Can we? You know, cut off the internet

President Trump, responding to the London Underground terror attack, tweeted about how terrorists use the internet to recruit terrorists:

“The internet is their main recruitment tool which we must cut off & use better!”

President Trump is absolutely right. We must turn it off. But how is that possible? Can that be done, and how would it affect our society?

The internet is the sole singularity of our global society. Beyond even religion and nationality, the internet founds and bolsters today’s society. Can we really exist without it? Living without the internet is like living without ourselves. Turning it off would handicap all of society, from individual interaction and corporate machinations to military efficiency. How, then, can we deal with terror?

Terrorists believe in the righteousness of their actions. We believe in the righteousness of our actions. This is not the righteousness of religion, but the righteousness of society. Richard Matheson explored the political conflict found between the perceived righteousness of two societies from his famous story I Am Legend. Both societies within that story placed their own righteousness above the other that ultimately ended in unnecessary destruction.

The word politic comes from the Greek politikos and essentially means the tactical expression of human relations. Of course, tactical connotates conflict, thereby, politic becomes the navigation of human conflict. Which begs the question: Can we eliminate conflict and embrace our good by nullifying our bad? Richard Matheson explored this possibility of splitting the essential duality of human nature from Star Trek’s TOS episode in which Kirk was split into two Kirks. One became his psychological good, the other was his psychological bad. As Matheson concluded, neither side can exist without the other. Both natures strengthen and complement the other. We need both sides of our temperaments. Without mutual and internal communication between natures, our essential self risks destruction. Josh Whedon explored this disastrous outcome through the movie Serenity, in which a secret state experiment altered the body chemistry of all inhabitants of the planet Miranda to eliminate aggressive behaviors.

Cutting off the internet is cutting off a portion of ourselves. We can’t survive without it. Yes, it offers an outlet and tool for the worst of ourselves, but it also creates an empathy and power for the immensity of the greater good. Mirroring our own lives and society, the internet, unfortunately, contains a plurality of temperaments. And like our own natures, removing one will destroy the other.

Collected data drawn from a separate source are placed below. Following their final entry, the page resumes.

PR #3494, opened 2018-01-04
Always show tactical information if targeting a player-owned ship

tehhowch:
Seems a bit odd that we can't visualize the realtime data from our player-owned ships just because they're out of range.

### DIFF
--- a/source/Engine.cpp
+++ b/source/Engine.cpp
@@ -660,7 +660,8 @@ void Engine::Step(bool isActive)
 			}
 			// Actual tactical information requires a scrutable
 			// target that is within the tactical scanner range.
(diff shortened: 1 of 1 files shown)


endless-sky:
The tactical scanner was added for players who want that sort of information, but I think others would find the information uninteresting or confusing. So, I agree with the idea of not putting a range limit on the tactical scanner if it's your ship, but I think it would be better to only show the information if a tactical scanner is installed, meaning the player actually wants to clutter up their HUD with the extra information.

tehhowch:
Addressed. I hadn't considered that the always-on "is yours" check would affect the early game, when the player likely doesn't know the Tactical Scanner exists (and could get an escort before discovering it), and would then wonder why some ships showed information and others did not.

How easy it would be for us to simply eliminate the bad. “Cut if off,” as President Trump argued. The real problem is how we define the good or bad. Whose righteousness becomes the measure to crush the other. This is a step that we cannot take. So, to eliminate terrorist activities, we must navigate human conflict. To navigate means knowing, mapping, and understanding oppositional currents. We must engage in quality discourse, not only within our own politic, but within theirs as well. Our (and their) current policy of ignorance and self-sided righteousness must end because this has led to nothing but escalation and death. President Trump, we can’t cut off the internet, but we can cut off our silence toward our “enemies.” We are to each other the enemy. By this, I am by no means implying a moral equivalency between us and them, but simply recommending a new course of action. There is an old Vulcan proverb: “Only Nixon could go to China.”